At step 33, an issuer update request message is built by the mobile payment application 16 with "chip data". This issuer update request message comprises the current ATC, the amount authorized, the transaction date, the transaction currency code, the application identifier Al ... This issuer update request comprises also an enciphered value and a MAC value.

The enciphered value is the result of the encryption of sensitive user credentials data with the session encryption key ENC. The sensitive user credentials data comprises but is not limited to the contents of the magnetic-stripe data tracks (track 1 , track 2, ...). In a preferred embodiment, the sensitive user credentials data can be the Primary Account Number PAN and/or the track 2 equivalent data.

The MAC signature value is the result of a MAC (Message Authentication Code) operation on at least one part over the content of the issuer update request message. In an embodiment, the MAC operation is applied on the issuer updates request message except the application identifier Al. The MAC operation uses the session key MAC and a cryptographic checksum algorithm to produce the MAC signature value which later can be used to ensure the data has not been modified.

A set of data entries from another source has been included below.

Issue #13233, opened 2022-11-25
awx-cli bulk delete jobs


r0b1ndot:
### Please confirm the following

- [X] I agree to follow this project's [code of conduct](https://docs.ansible.com/ansible/latest/community/code_of_conduct.html).
- [X] I have checked the [current issues](https://github.com/ansible/awx/issues) for duplicates.
- [X] I understand that AWX is open source software provided for free and that I might not receive a timely response.

### Feature type

Enhancement to Existing Feature

### Feature Summary

Currently the awx-cli supports only deleting  one job per ID like:
```
awx job delete ID1
```

Is there the possibility or plan to support more than one job ID or a bulk action (delete all jobs)?
The  frontend is capable of deleting all selected jobs, but for CLI usage this feature would be awesome. Maybe also combine that with filter usage.

### Select the relevant components

- [ ] UI
- [ ] API
- [ ] Docs
- [ ] Collection
- [X] CLI
- [ ] Other

### Steps to reproduce

awx job delete ID1 ID2

### Current results

only ID1 is deleted

### Sugested feature result

adding a bulk feature
* all jobs
* jobs using filter
* multiple jobs

Issue #3679, opened 2019-04-10
RFE: Allow reordering instance groups without having to remove and re-add them


msilmser:
##### ISSUE TYPE
 - Feature Idea

##### SUMMARY
- Customer request

- Customer would like to be able to set a "Default" IG for job template runs rather than individually specifying specific IGs to be available for job templates.
- This would set a "preferred" IG for job template runs, and only get distributed to a different instance group if the default was at max capacity.
- This comes from a job template being inadvertently launched against an isolated instance group, rather than a standard group. This caused the job template to fail.

- An alternative solution to this would be to weight the instance groups so a job will only launch against an isolated node if either there is no remaining capacity at any other instance group, or it was intentionally specified.

wenottingham:
This is best done by setting the fallback IG as the first IG on the organization.

matburt:
Ideally what you would do here is define an Instance Group at the Org level and then only override it on job templates that need to be targeted at something different. You can also set the IG at the inventory level.

The thing about this is that IF you override it at the job template it will *not* fallback to the Org or inventory group. This is by design... picking the wrong group here from an override could be bad.

What should be done, is if you need to fallback then you should add the instance group as a fallback on the job template itself.

matburt:
You can see more details in the top section here: https://docs.ansible.com/ansible-tower/latest/html/administration/clustering.html

wenottingham:
Reopening... the fallout request is to be able to re-order the instance groups on an org to effectively re-set priorities without having to remove and recreate them all.

matburt:
This is going to require some refactoring of the relationship between instance groups and the resources that contain them rather than a simple m2m relationship.  Since right now you can't really control the ordering of those.

msilmser:
When I attempt to reorder the instance groups to change priority, the Tower group always resets to the front of the line when I save. Is this order dictated somewhere else in Tower that would override the list of IGs in the Org itself?

AlanCoding:
Link https://github.com/ansible/awx/issues/2980

Someone is asking for the ability to order hosts there. We lack an engineering mechanism for satisfying any of these such requests.

matburt:
An idea we've discussed with this:
Adjust the m2m associate to allow giving a position `{"associate":..., "id": n, "to_position": x}`

This necessitates a data migration to apply this to the existing association but would maintain backwards compatibility with existing association semantics. The api side would be responsible for recalculating position as things move around.

ryanpetrello:
[...]

Issue #19, opened 2017-09-06
Feature: Select All/Batch Operations


wenottingham:
AWX Feature Spec - Select All/Batch Operations
==============================================

User Persona
------------
AWX admin/org admin

Use cases
---------
In prior releases, complex filtering and sorting was added throughout AWX,
allowing users to easily see the 5/10/100 items they want to operate on. We
should allow them to easily select some or all of these filtered items at
once, and operate on them.

Example:
* As a user editing my inventory, I want to select all subgroups, or hosts in a group, with a single click, and then delete them/run a command on them/etc.
* As a admin/org admin/user assigning permissions to multiple job templates, or adding permissions for multiple teams, I should be able to select all items that match my filter with a single click to then add permissions.
* As an admin managing job templates, I should be able to select with a single click all items matching my filter, and delete them/launch them/etc.
* As an admin cleaning old job history, I should be able to select with a single click all items matching my filter, and delete them.

This should have proper support for pagination, including:
* selecting all items on the page
* selecting all items that match the filter regardless of pagination

API Considerations
------------------

Likely need support for batched operations, including returning status on
items that have changed.

UI/UX Considerations
--------------------

Likely needs support for refreshing a list properly after batched operations
change multiple items.

Docs
----

QA Suggestions
--------------

Notes
-----

Examples:
- Gmail multiple select and operate
- GitHub issues multiple select and operate

Updates/Changelog
-----------------
2017-09-06: initial/updated version

daemenseth:
Is there some progression on this issue?

wenottingham:
Not currently; when it is there will likely be more updates in-ticket.

spsingh1982:
Any update on this?

donnelll:
Umm...going to ask this again since this is HUGE for us since we offer it as SAAS internally to our customers; "Any Update on this ?"

ryanpetrello:
@donnelll if there's progress made on this, you'll see it here.  Like any other feature or enhancement in open source software, it's a matter of time/priority, and finding somebody to put in the work.

bac-w:
Seems to me the issue has been in place since Sep 2017. When might we reasonably expect the fix?

daemenseth:
Is there any progress on this issues, or have someone a commandline solution for me

mili988:
is there a solution for this? is it possible to delete old jobs from commandline (docker container)?

wenottingham:
The new AWX UI allows for this.

PR #14417, opened 2023-09-06
[WIP] Adding Host bulk delete

Avilir:
##### SUMMARY

This PR present new capability to the API, deleting host from inventory as bulk in one API call instead of deleting them one by one

##### ISSUE TYPE

 - New or Enhanced Feature

##### COMPONENT NAME

 - API

##### ADDITIONAL INFORMATION

- With this change you could delete a bulk of hosts as following:

Post to `/api/v2/bulk/host_delete`
```
{
    "inventory": 1,
    "hosts": [1, 2, 3, 4]
}
```
The above will delete the 4 hosts with id's : 1, 2, 3, 4 from inventory ID 1

### DIFF
--- a/awx/api/serializers.py
+++ b/awx/api/serializers.py
@@ -2226,22 +2226,15 @@ class BulkHostDeleteSerializer(serializers.Serializer):
             if request.user not in inv.admin_role:
                 raise serializers.ValidationError(_(f'Inventory with id {inv.id} not found or lack permissions to add hosts.'))
 
-        inventory_hosts = list(Host.objects.get_queryset())
+        # Getting list of all host objects in the inventory, filtered by the list of the hosts to delete
+        inventory_hosts = list(x for x in list(Host.objects.get_queryset()) if x.id in attrs['hosts'])
+
         if len(inventory_hosts) == 0:
             raise serializers.ValidationError(_(f'f"There are no hosts in inventory : {inv}.'))
 
-        attrs['in_inv'] = list()
-        hosts_to_delete = list()
-        for host in attrs['hosts']:
-            for inv_host in inventory_hosts:
-                if host == inv_host.id:
-                    attrs['in_inv'].append(inv_host)
-                    inventory_hosts.remove(inv_host)
-                    hosts_to_delete.append(host)
-                    break
-        if len(hosts_to_delete) < len(attrs['hosts']):
+        if len(inventory_hosts) < len(attrs['hosts']):
             raise serializers.ValidationError(
-                {"inventory": "Not all hosts are in the inventory", "hosts": list(set(attrs['hosts']).difference(hosts_to_delete))}
+                {"inventory": "Not all hosts are in the inventory", "hosts": list(set(attrs['hosts']).difference(inventory_hosts))}
             )
         return attrs
 
--- a/awx/api/serializers.py
+++ b/awx/api/serializers.py
@@ -2146,6 +2146,7 @@ class BulkHostCreateSerializer(serializers.Serializer):
         if request and not request.user.is_superuser:
             if request.user not in inv.admin_role:
                 raise serializers.ValidationError(_(f'Inventory with id {inv.id} not found or lack permissions to add hosts.'))
+
         current_hostnames = set(inv.hosts.values_list('name', flat=True))
         new_names = [host['name'] for host in attrs['hosts']]
         duplicate_new_names = [n for n in new_names if n in current_hostnames or new_names.count(n) > 1]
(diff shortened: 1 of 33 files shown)


kdelee (changes requested):
comments from architecture review:
prefer using DELETE method and query params to indicate the ids instead of POST and the request data
allow hosts to be from multiple inventories, but this adds new requirements:
  * if user is not system administrator, 
    * get list of pks of inventories that all the hosts belong to
    * check is inventory admin of all those
    * return error with list of inventories not allowed
 Either delete all or nothing

AlanCoding:
I wanted to link some prior issues, and I'll have some notes about the angle they were coming at the issue from. The UI version of bulk actions was formally resolved, but only by doing a UI-only solution which is pretty self-evidently not performant. I do think there is some confusion in the history, where someone started at some point assuming that the UI would do this with matching API work, and we would implement the API bulk actions as part of that. The way it turned out is that this never happened and then the host / launch bulk actions came along well after that as people felt pain and needed it for other tooling.

UI focused
Feature: Select All/Batch Operations
https://github.com/ansible/awx/issues/19

related for associations
RFE: Allow reordering instance groups without having to remove and re-add them
https://github.com/ansible/awx/issues/3679

CLI-focused
awx-cli bulk delete jobs
https://github.com/ansible/awx/issues/13233

AlanCoding:
I stumbled on d2e0b2628726ba6bafc2c647bb28ae535e5ff0f7 today, which is, in fact, a host bulk deletion functionality. I think the UI still uses this but would need to check by deleting an inventory source.

AlanCoding:
Reading more on RESTful implementations:

https://stackoverflow.com/questions/21863326/delete-multiple-records-using-rest

https://stackoverflow.com/questions/2421595/restful-way-for-deleting-a-bunch-of-items

There does seem to be a bit of discouraging a DELETE to a list view, hacking it together with ids or the querystring, and the better alternative starts to look a bit more like what you originally had here.

Avilir:
> Reading more on RESTful implementations:
> 
> https://stackoverflow.com/questions/21863326/delete-multiple-records-using-rest
> 
> https://stackoverflow.com/questions/2421595/restful-way-for-deleting-a-bunch-of-items
> 
> There does seem to be a bit of discouraging a DELETE to a list view, hacking it together with ids or the querystring, and the better alternative starts to look a bit more like what you originally had here.

I am a little bit confuse here, do you think I should revert to the original approach using POST API call ?

awx/api/serializers.py
```diff
@@ -2201,6 +2199,64 @@ def create(self, validated_data):
...
+        # Extract the hosts ids from the querystring
+        d = request.query_params.get('pk_ids', '')
+        if d == '':
+            raise serializers.ValidationError({"Error": 'No hosts ids to delete'})
+        ids = [int(pk) for pk in d.split(',')]
+        if len(ids) > settings.BULK_HOST_MAX_DELETE:
+            raise serializers.ValidationError({"Error": 'Number of hosts exceeds system setting BULK_HOST_MAX_DELETE'})
+
+        # Getting list of all host objects, filtered by the list of the hosts to delete
+        attrs['in_inv'] = Host.objects.get_queryset().filter(pk__in=ids)
```
kdelee: might use `prefetch_related('inventory')` this may save some queries
example: https://github.com/ansible/awx/blob/8feeb5f1fae951332ea4b520e5618982109da570/awx/main/scheduler/task_manager.py#L98

awx/api/serializers.py
```diff
@@ -2201,6 +2199,64 @@ def create(self, validated_data):
...
+            )
+
+        # Getting list of all inventories that hosts to delete can be in
+        hosts_inv = set([host.inventory for host in attrs['in_inv']])
+        for inv in hosts_inv:
+            if inv.kind != '':
+                raise serializers.ValidationError(_('Hosts can only be deleted from manual inventories (not smart or constructed types).'))
+            if request and not request.user.is_superuser:
+                if request.user not in inv.admin_role:
+                    raise serializers.ValidationError(_(f'Inventory with id {inv.id} not found or lack permissions to delete hosts from.'))
```
kdelee: Experiement if you can do single query that finds out if user has inventory admin on all the inventories
```
Inventory.objects.filter(id__in=hosts_inv, admin_role__contains(request.user)
```
I don't know if thats actually possible but something to that effect

Avilir:
From what i read and tested, there are inconclusive thinking about the Better approach   POST / DELETE call.

In any case, we need to send the list of IDs to the endpoint:
   POST  -  as json object
   DELETE - as query string

For organization with huge number of hosts that will delete and create hosts constantly, the host ID can become a large int, and to manage large query string with large integers can be very difficult.

This is the main reason why I am in favor of the POST approach, and i would like to get some feedback about that.

AlanCoding:
Yes, looking around, I have found that opinions on RESTful patterns pretty clearly favor a POST as opposed to a DELETE with the ids as a filter or query string, and I now agree that would be the option of least-surprise.

Avilir:
Some scaling test results in graphs :
image

image

Avilir:
Replaced by #14462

At step 34, the gateway 1 1 receives from the mobile device the issuer updates request message. At step 35, the gateway computes the session encryption key ENC and the session integrity key MAC. For that, the gateway derives the gateway encryption key KENC from the stored first gateway master key GMKi and the application identifier Al extracted from the received issuer updates request message. The gateway 1 1 derives also a gateway integrity key KMAC from the stored second gateway master key GMK ₂ and the received application identifier Al. The gateway 1 1 derives the session encryption key ENC from the computed gateway encryption key KENC and the current ATC extracted from the received issuer updates request message. The gateway derives the session integrity key MAC from the computed gateway integrity key KMAC and the received current ATC.

At step 36, the gateway computes a MAC value from the received issuer updates request message and the computed session integrity key MAC. The computed MAC value is compared to the received MAC value to check if the issuer updates request message has been altered. In an embodiment, if the verification of the MAC value fails, the process flow can be closed and the gateway may notify the mobile payment application 16 and/or the issuer 12 that the MAC value is tampered. If on the other hand the MAC value is successfully verified, the gateway 1 1 may decrypt the encrypted value of the issuer updates request message with the session key ENC.

The session encryption key ENC and the session integrity key MAC such as defined by the present invention provide a one-way secure channel over which information can be transmitted securely through the mobile device 10 and over the mobile network and/or Internet. The session keys ENC and MAC allow establishing a secure session between the mobile payment application and the gateway 1 1 in order to request update from the issuer 12.

At step 37, the gateway 1 1 builds a message, from the received data from issuer updates request and the decrypted sensitive user credentials data, to be sent to the issuer 12. At step 38, the built message is sent to the issuer.

At step 39, after the issuer 12 receives the message and processes it, the issuer 12 sends an update response message back to the gateway 1 1 . The gateway 1 1 then forwards the response message back to the mobile payment application. If needed, the response message can be encrypted with the session key ENC and a MAC signature value computed with the session key MAC can be added to the response message.

The gateway 1 1 allows mobile device 10 to access services from the issuer 12, such as, e.g., issuer updates.

With the present invention sensitive user credentials are not transmitted in clear to the user interface 17, and they do not circulate in clear during the OTA transfer from the mobile device 10 to the gateway 1 1 .

The invention is simple and easy to implement, and does not require additional OTA exchanges with the Gateway to establish the Secure Channel. A mutual authentication between the payment application and the gateway is not needed to ensure the confidentiality of user credentials and the integrity/origin of the message.